Locate each line below that includes "Oculus" and reproduce it.

Start of Block

PR #5455, opened 2016-02-29
Fix problem with reusing an instance of device detector for multiple detections

sgiehl:
In some special cases the parse result of device detector wasn't reset correctly when multiple detection were done with one instance


ThaDafinser:
:+1:

PR #5491, opened 2016-04-21
Use configured cache for vendor fragment parsing

sideshowcecil:
The configured cache implementation is injected into each used parser instance but this injection is missing when parsing vendor fragments.


sgiehl:
Thx.

PR #6065, opened 2019-10-11
Detect devices for brands: Apple, 3Q, Acer, Alcatel, Allview, Ainol, AIS, Motorola, Siemens

mimmi20:
This PR adds or updates some devices.


regexes/device/mobiles.yml
```diff
@@ -8381,7 +8526,7 @@ Santin BiTBiZ:
 
 # Siemens
 Siemens:
-  regex: 'SIEMENS|SIE-|portalmmm/2\.0 SI|S55|SL45i'
+  regex: 'SIEMENS|SIE-|portalmmm/2\.0 SI|(?<!Android 4.4.2; )S55|SL45i'
```
sgiehl: I don't think that makes much sense. If S55 might be another device if it's running android, we shouldn't match an exact version number, as it might be possible that the device runs a newer or older vesion as well.

mimmi20: I changed the Acer regex too, the android part here is not needed anymore.

PR #6070, opened 2019-10-19
Add 7 new crawlers and 3 feed readers

Kdecherf:
Added feed reader:
- QuiteRSS

Added feed readers as bots:
- inoreader.com
- theoldreader.com

Added crawlers:
- BoardRader Blog Indexer
- Nuzzel
- eCairn-Grabber
- nbertaupete95
- Twingly Recon
- The Knowledge AI
- Google Favicon

### DIFF
--- a/regexes/bots.yml
+++ b/regexes/bots.yml
@@ -204,6 +204,13 @@
     name: 'Blogtrottr Ltd'
     url: 'https://blogtrottr.com/'
 
+- regex: 'BoardReader Blog Indexer'
+  name: 'BoardReader Blog Indexer'
+  category: 'Crawler'
+  producer:
+    name: 'BoardReader'
+    url: 'http://boardreader.com/'
+
 - regex: 'BountiiBot'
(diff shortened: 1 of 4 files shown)


regexes/bots.yml
```diff
@@ -1005,6 +1035,11 @@
     name: 'QueryEye Inc.'
     url: 'http://queryeye.com'
 
+- regex: 'QuiteRSS'
+  name: 'QuiteRSS'
+  category: 'Feed Reader'
+  url: https://quiterss.org
```
sgiehl: Are QuiteRSS and the other Feed Readers you added here online services that are crawling websites to present their feeds, or are they applications, that directly scrawl feeds on demand? If it's the latter one, we should add them as feed reader client instead

Kdecherf: You're right, I'll update it in the coming days

Kdecherf: @sgiehl I moved QuiteRSS as a feed reader app

PR #6072, opened 2019-10-20
Adds detection for Hawk Turbo Browser, FreeU, Nox Browser, Basilisk, Sputnik Browser,  K.Browser, Oculus Browser, Jio Browser, hola! Browser, Huawei Browser, vivo Browser and Realme Browser browsers

liviuconcioiu:


Parser/Client/Browser.php
```diff
@@ -249,7 +252,7 @@ class Browser extends ClientParserAbstract
      * @var array
      */
     protected static $mobileOnlyBrowsers = array(
-        '36', 'PU', 'SK', 'MF', 'OI', 'OM', 'DD', 'DB', 'ST', 'BL', 'IV', 'FM', 'C1', 'AL', 'SA', 'SB', 'FR', 'WP'
+        '36', 'PU', 'SK', 'MF', 'OI', 'OM', 'DD', 'DB', 'ST', 'BL', 'IV', 'FM', 'C1', 'AL', 'SA', 'SB', 'FR', 'WP', 'HA'
```
sgiehl: According to http://www.noxbrowser.com/ the Nox Browser is a mobile browser only as it's only available for Android and iOS

liviuconcioiu: Fixed

Parser/Client/Browser.php
```diff
@@ -231,16 +243,17 @@ class Browser extends ClientParserAbstract
...
         'Internet Explorer'  => array('IE', 'IM', 'PS'),
         'Konqueror'          => array('KO'),
         'NetFront'           => array('NF'),
         'NetSurf'            => array('NE'),
         'Nokia Browser'      => array('NB', 'NO', 'NV', 'DO'),
         'Opera'              => array('OP', 'OM', 'OI', 'ON', 'OO', 'OG', 'OH', 'O1'),
         'Safari'             => array('SF', 'MF', 'SO'),
-        'Sailfish Browser'   => array('SA')
+        'Sailfish Browser'   => array('SA'),
+        'Samsung Browser'    => array('OC')
```
sgiehl: According to https://developer.oculus.com/documentation/oculus-browser/latest/concepts/browser-intro/ Oculus Browser is based on Chromium. So guess we should add it to the Chrome family

liviuconcioiu: Fixed. Also, do you think that a new device type should be added for VR devices? Maybe in a future release?

sgiehl: Guess that would make sense to add new device types where useful

PR #6073, opened 2019-10-20
Adds detection for Yandex Browser Lite and improves version detection for Yandex Browser

liviuconcioiu:
Improves detection for Yandex browsers

### DIFF
--- a/regexes/client/browsers.yml
+++ b/regexes/client/browsers.yml
@@ -522,6 +522,13 @@
   engine:
     default: 'Blink'
 
+# Yandex Browser (beta)
+- regex: 'YaBrowser(?:/(\d+[\.\d]*)) \(beta\)?'
+  name: 'Yandex Browser (beta)'
+  version: '$1'
+  engine:
+    default: 'Blink'
+
 # Yandex Browser Lite
 - regex: 'YaBrowser(?:/(\d+[\.\d]*)) \(lite\)?'
   name: 'Yandex Browser Lite'
--- a/regexes/client/browsers.yml
+++ b/regexes/client/browsers.yml
@@ -515,20 +515,6 @@
   name: 'Baidu Spark'
   version: '$1'
 
-# Yandex Browser (alpha)
-- regex: 'YaBrowser(?:/(\d+[\.\d]*)) \(alpha\)?'
-  name: 'Yandex Browser (alpha)'
-  version: '$1'
-  engine:
-    default: 'Blink'
-
-# Yandex Browser (beta)
-- regex: 'YaBrowser(?:/(\d+[\.\d]*)) \(beta\)?'
-  name: 'Yandex Browser (beta)'
-  version: '$1'
-  engine:
-    default: 'Blink'
-
 # Yandex Browser Lite
 - regex: 'YaBrowser(?:/(\d+[\.\d]*)) \(lite\)?'
   name: 'Yandex Browser Lite'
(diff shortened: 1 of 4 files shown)


regexes/client/browsers.yml
```diff
@@ -515,6 +515,27 @@
...
 
+# Yandex Browser (alpha)
+- regex: 'YaBrowser(?:/(\d+[\.\d]*)) \(alpha\)?'
+  name: 'Yandex Browser (alpha)'
+  version: '$1'
+  engine:
+    default: 'Blink'
+
+# Yandex Browser (beta)
+- regex: 'YaBrowser(?:/(\d+[\.\d]*)) \(beta\)?'
```
mimmi20: Is the last `?` on the right position?

regexes/client/browsers.yml
```diff
@@ -515,6 +515,27 @@
...
+  name: 'Yandex Browser (beta)'
+  version: '$1'
+  engine:
+    default: 'Blink'
+
+# Yandex Browser Lite
+- regex: 'YaBrowser(?:/(\d+[\.\d]*)) \(lite\)?'
```
mimmi20: Is the last `?` on the right position?

regexes/client/browsers.yml
```diff
@@ -515,6 +515,27 @@
   name: 'Baidu Spark'
   version: '$1'
 
+# Yandex Browser (alpha)
+- regex: 'YaBrowser(?:/(\d+[\.\d]*)) \(alpha\)?'
```
mimmi20: Is the last `?` on the right position?

regexes/client/browsers.yml
liviuconcioiu: Yes, is based on the regex for Yandex Browser.

regexes/client/browsers.yml
liviuconcioiu: Yes, is based on the regex for Yandex Browser.

regexes/client/browsers.yml
liviuconcioiu: Yes, is based on the regex for Yandex Browser.

sgiehl:
Does it make sense to add detection for Alpha and Beta releases as a separate browser?
Imho those are prerelease versions of Yandex browser and no "new" browsers :thinking:

liviuconcioiu:
It depends on how device-detector is used. For analytics point of view, it doesn't matter so much, but if it's used in affiliate marketing for example, it matters. It can differentiate tech guys (as most of the alpha, beta versions are used by them) for example from other users.

regexes/client/browsers.yml
mimmi20: Should the regex not be `'YaBrowser(?:/(\d+[\.\d]*))? \(alpha\)'` ? The last `?` in the Yandox browser regex makes the version part optional.

sgiehl:
We can for sure include `alpha` or `beta` in the version. But imho not in the browser name.
e.g. use something like:

```
regex: YaBrowser(?:/(\d+[\.\d]*)) ?\((alpha|beta)\)?
version: $1 $2
```

That should result in versions like `17.4.0.491.00 alpha`

regexes/client/browsers.yml
sgiehl:
```suggestion
- regex: 'YaBrowser(?:/(\d+[\.\d]*)) \(lite\)'
```

The `?` in the end is indeed kind of useless. Or might it be possible the the user agent only contains `(lite` (without the closing `)`)

sgiehl:
@liviuconcioiu could you apply the suggested changes and resolve the conflict? Would be good to merge afterwards.

PR #6078, opened 2019-10-28
add new rules and tests for Nokia/Microsoft devices

mimmi20:


regexes/device/mobiles.yml
```diff
@@ -182,12 +194,121 @@ Nokia:
     - regex: 'TA-10(04|12|52)'
       model: '8'
     # 2018 Models
-    - regex: 'Nokia ([A-Za-z0-9\. ]+) Build'
-      model: '$1'
+    - regex: '(?:; )?Nokia 8\.1'
```
sgiehl: All `(?:; )?` in the beginning of the following regex are useless, as they are optional

mimmi20: removed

End of Block

### SOLUTION:
Adds detection for Hawk Turbo Browser, FreeU, Nox Browser, Basilisk, Sputnik Browser,  K.Browser, Oculus Browser, Jio Browser, hola! Browser, Huawei Browser, vivo Browser and Realme Browser browsers
sgiehl: According to https://developer.oculus.com/documentation/oculus-browser/latest/concepts/browser-intro/ Oculus Browser is based on Chromium. So guess we should add it to the Chrome family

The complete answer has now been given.